Collected data
Issue #711, opened 2019-05-08
Worked examples need to be upgraded to most recent flowclient 


maxalbert:
The worked examples currently fail to execute because of recent changes to `flowclient` (e.g. required keyword args). This should be fixed so that they can be executed out of the box (esp. relevent with the addition of the dockerised worked examples in #694).

Issue #528, opened 2019-03-28
Find an alternative to folium for map embeds


greenape:
Folium, while neat, performs pretty horribly, has issues with chrome and is a bit limited. We should look out for alternatives. One thing to track is this: https://github.com/uber/kepler.gl/issues/331

maxalbert:
Probably worth looking into [GeoViews](http://geo.holoviews.org/). For multiple reasons, not least because it supports animated timelines out of the box.

jch1g10:
For the record, I tried using GeoViews for the maps, but abandoned this due to the complication of installation and difficulty getting the maps to appear in the docs-compiled notebook output.

maxalbert:
For the record, @jch1g10's recent work suggests that Mapbox is the best alternative for our current use case. As a side note, it would be good to briefly document the pros/cons of the various solutions while it's still fresh in memory (possibly in an ADR).

jch1g10:
I'd be happy to document the pros/cons I've found of Folium/GeoViews/Mapbox in an ADR. Where should this live?

maxalbert:
We used to have a folder for ADRs but somehow this seems to have gone awol. Let's re-add this in a separate PR, and then we can add another file in this folder to document this info.

PR #770, opened 2019-05-13
Use Mapbox GL for visualisations in the worked examples

### LINKED ISSUE #526: Re-enable docs notebooks execution during CI
We had to disable execution on CI of the docs notebooks, because they weren't running in a timely enough fashion. This is obviously undesirable, as we want to be sure they continue to work. We should resolve the not-running-fast enough, and re-enable execution asap.

jch1g10:
Closes #526 #528 #711

### I have:

### Description

This PR replaces the use of Folium with Mapbox GL for producing choropleths and heatmaps in the worked examples.

Running `pipenv run build` now also pre-caches flowmachine queries by executing `docs/cache_queries.py`, meaning that the example notebooks can run quickly enough to be executed during the CI docs build.

Note: Mapbox requires an API token for producing the visualisations. The dockerised worked examples are set up to read this from the `MAPBOX_ACCESS_TOKEN` env var. I haven't made it mandatory to set this env var before spinning up the worked examples container, because some people may want to run parts of the example notebooks without having to sign up for a mapbox account, but I have added a note to the docs explaining that a token is required to produce the maps.

Another note: `mapboxgl-jupyter` is not yet as full-featured as folium, and doesn't currently include some features we were previously using, such as multi-layered choropleths and time sliders. There are open issues for both of these features and more, though (see https://github.com/mapbox/mapboxgl-jupyter/issues/34, https://github.com/mapbox/mapboxgl-jupyter/issues/82), so we should continue to monitor this.


docs/cache_queries.py
```diff
@@ -0,0 +1,178 @@
+# This Source Code Form is subject to the terms of the Mozilla Public
+# License, v. 2.0. If a copy of the MPL was not distributed with this
+# file, You can obtain one at http://mozilla.org/MPL/2.0/.
+
+# This file is executed in build.sh before building the docs.
+# The purpose is to speed up execution of the example notebooks,
+# by caching some of the queries beforehand.
```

- [The task] Return, exactly as they stand, the lines from the start of the records above through the line with "### LINKED ISSUE", both ends included, and no other lines.

- [Reply to the task]
Issue #711, opened 2019-05-08
Worked examples need to be upgraded to most recent flowclient 


maxalbert:
The worked examples currently fail to execute because of recent changes to `flowclient` (e.g. required keyword args). This should be fixed so that they can be executed out of the box (esp. relevent with the addition of the dockerised worked examples in #694).

Issue #528, opened 2019-03-28
Find an alternative to folium for map embeds


greenape:
Folium, while neat, performs pretty horribly, has issues with chrome and is a bit limited. We should look out for alternatives. One thing to track is this: https://github.com/uber/kepler.gl/issues/331

maxalbert:
Probably worth looking into [GeoViews](http://geo.holoviews.org/). For multiple reasons, not least because it supports animated timelines out of the box.

jch1g10:
For the record, I tried using GeoViews for the maps, but abandoned this due to the complication of installation and difficulty getting the maps to appear in the docs-compiled notebook output.

maxalbert:
For the record, @jch1g10's recent work suggests that Mapbox is the best alternative for our current use case. As a side note, it would be good to briefly document the pros/cons of the various solutions while it's still fresh in memory (possibly in an ADR).

jch1g10:
I'd be happy to document the pros/cons I've found of Folium/GeoViews/Mapbox in an ADR. Where should this live?

maxalbert:
We used to have a folder for ADRs but somehow this seems to have gone awol. Let's re-add this in a separate PR, and then we can add another file in this folder to document this info.

PR #770, opened 2019-05-13
Use Mapbox GL for visualisations in the worked examples

### LINKED ISSUE #526: Re-enable docs notebooks execution during CI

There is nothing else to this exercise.